▸ **Task description**
Take the line containing "feat: Add deep diffs to PRs" as the first and the last line of the records below as the end, and please set down only what lies between them exactly, both ends included.

▸ **Provided records**
· · · ·

PR #366, opened 2021-07-20
feat: Add deep diffs to PRs

guseggert:
- add scripts/diff.js which finds the changed objects and then diffs
them all
- on a pull request, posts the diff as a comment on the PR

· · · ·

▸ **Expected output**
feat: Add deep diffs to PRs

guseggert:
- add scripts/diff.js which finds the changed objects and then diffs
them all
- on a pull request, posts the diff as a comment on the PR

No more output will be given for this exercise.